━━━━━ DATA FOR THIS EXERCISE ━━━━━
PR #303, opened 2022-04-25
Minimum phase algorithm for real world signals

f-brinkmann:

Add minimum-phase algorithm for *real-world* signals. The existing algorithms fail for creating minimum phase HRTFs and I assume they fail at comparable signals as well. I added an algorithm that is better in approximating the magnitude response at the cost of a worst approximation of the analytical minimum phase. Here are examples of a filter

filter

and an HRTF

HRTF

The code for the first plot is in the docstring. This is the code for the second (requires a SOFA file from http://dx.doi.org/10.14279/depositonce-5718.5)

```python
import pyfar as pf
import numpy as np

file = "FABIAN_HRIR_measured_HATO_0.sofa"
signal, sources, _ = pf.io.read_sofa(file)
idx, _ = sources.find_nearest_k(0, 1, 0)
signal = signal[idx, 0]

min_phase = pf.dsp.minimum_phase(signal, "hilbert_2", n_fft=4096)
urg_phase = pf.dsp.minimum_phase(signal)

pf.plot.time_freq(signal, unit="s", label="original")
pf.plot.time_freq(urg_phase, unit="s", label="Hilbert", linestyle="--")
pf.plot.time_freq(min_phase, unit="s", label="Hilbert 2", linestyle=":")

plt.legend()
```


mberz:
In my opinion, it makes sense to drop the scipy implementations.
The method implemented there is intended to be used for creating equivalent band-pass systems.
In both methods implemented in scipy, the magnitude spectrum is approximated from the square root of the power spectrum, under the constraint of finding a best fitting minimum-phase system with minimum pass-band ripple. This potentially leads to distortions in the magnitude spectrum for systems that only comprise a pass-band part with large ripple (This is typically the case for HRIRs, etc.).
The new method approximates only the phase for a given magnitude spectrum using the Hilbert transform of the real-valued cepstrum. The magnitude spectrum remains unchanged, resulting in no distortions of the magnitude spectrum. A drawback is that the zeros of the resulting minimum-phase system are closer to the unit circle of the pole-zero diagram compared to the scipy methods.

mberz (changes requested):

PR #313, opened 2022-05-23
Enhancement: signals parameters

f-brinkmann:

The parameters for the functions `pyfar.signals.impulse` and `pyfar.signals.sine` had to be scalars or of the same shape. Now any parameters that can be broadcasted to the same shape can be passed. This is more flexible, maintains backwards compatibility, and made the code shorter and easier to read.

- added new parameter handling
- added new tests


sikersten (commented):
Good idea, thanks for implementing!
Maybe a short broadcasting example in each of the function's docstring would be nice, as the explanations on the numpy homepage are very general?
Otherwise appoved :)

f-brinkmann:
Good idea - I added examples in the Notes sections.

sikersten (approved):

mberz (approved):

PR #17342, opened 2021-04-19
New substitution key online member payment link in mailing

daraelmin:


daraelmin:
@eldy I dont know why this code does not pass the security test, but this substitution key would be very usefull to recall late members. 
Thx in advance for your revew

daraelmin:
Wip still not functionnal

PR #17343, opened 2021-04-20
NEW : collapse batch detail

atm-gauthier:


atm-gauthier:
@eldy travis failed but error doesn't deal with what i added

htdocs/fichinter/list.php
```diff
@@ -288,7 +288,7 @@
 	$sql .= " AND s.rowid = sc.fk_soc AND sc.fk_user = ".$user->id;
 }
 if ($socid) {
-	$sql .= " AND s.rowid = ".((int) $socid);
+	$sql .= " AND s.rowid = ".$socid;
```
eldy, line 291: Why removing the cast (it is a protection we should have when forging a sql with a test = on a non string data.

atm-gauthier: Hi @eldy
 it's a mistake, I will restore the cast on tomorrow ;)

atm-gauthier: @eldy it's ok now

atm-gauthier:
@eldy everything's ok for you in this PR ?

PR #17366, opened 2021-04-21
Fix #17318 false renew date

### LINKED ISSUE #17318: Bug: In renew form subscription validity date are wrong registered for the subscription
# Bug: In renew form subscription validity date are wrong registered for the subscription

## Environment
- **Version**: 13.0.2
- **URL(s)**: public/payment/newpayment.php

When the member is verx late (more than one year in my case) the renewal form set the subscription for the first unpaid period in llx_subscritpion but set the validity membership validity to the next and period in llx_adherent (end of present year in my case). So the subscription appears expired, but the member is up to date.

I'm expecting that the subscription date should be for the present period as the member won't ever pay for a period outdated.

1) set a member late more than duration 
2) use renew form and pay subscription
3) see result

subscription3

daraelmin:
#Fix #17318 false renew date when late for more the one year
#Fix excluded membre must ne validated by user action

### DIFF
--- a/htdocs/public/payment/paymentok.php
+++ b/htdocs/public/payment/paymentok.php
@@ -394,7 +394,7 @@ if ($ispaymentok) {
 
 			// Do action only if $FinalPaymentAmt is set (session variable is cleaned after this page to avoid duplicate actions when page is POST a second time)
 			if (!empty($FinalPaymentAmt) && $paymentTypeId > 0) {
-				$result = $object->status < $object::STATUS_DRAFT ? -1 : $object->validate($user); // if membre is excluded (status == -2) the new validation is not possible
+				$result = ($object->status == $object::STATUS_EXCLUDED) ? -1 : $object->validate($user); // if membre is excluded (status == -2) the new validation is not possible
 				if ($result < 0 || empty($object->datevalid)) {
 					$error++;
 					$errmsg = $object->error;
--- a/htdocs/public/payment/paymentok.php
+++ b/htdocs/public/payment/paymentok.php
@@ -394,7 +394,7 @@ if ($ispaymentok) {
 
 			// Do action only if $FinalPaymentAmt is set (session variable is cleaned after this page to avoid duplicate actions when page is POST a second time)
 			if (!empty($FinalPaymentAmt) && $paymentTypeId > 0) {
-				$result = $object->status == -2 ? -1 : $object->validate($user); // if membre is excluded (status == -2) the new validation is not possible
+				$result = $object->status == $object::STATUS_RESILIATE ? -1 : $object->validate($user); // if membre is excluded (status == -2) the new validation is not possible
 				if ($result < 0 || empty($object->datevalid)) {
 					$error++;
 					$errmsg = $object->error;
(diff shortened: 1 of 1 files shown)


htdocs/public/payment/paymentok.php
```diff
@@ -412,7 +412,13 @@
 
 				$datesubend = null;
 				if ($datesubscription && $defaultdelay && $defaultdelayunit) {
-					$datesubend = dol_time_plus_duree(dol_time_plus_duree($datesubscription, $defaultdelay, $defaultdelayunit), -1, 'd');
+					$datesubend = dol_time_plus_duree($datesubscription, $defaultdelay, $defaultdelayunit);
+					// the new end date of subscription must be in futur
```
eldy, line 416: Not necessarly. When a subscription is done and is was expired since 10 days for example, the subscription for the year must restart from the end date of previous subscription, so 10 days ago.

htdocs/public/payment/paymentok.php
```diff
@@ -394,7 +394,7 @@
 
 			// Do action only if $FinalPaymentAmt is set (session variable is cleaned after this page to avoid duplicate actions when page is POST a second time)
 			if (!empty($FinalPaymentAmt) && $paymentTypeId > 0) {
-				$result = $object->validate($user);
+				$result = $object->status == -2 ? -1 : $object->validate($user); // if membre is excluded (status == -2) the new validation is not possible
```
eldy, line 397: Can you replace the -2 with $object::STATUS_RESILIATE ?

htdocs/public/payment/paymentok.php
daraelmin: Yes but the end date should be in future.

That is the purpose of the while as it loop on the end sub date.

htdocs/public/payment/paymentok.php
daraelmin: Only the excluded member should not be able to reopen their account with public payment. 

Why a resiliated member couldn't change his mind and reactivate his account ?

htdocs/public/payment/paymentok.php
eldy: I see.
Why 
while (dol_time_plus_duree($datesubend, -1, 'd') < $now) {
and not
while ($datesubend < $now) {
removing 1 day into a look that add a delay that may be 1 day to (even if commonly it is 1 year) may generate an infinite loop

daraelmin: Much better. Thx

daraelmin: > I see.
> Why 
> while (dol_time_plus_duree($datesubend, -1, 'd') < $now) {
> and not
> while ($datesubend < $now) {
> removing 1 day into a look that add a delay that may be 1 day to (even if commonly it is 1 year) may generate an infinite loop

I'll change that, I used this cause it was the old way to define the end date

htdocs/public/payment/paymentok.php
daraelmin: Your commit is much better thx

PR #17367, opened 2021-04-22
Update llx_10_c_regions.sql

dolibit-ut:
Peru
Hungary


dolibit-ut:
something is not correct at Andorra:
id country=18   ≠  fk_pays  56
━━━━━
- [WORK TO COMPLETE]: Looking at the records above, report how many lines contain the word "rowid". Answer with the number only.

- [RESPONSE BELOW]: 3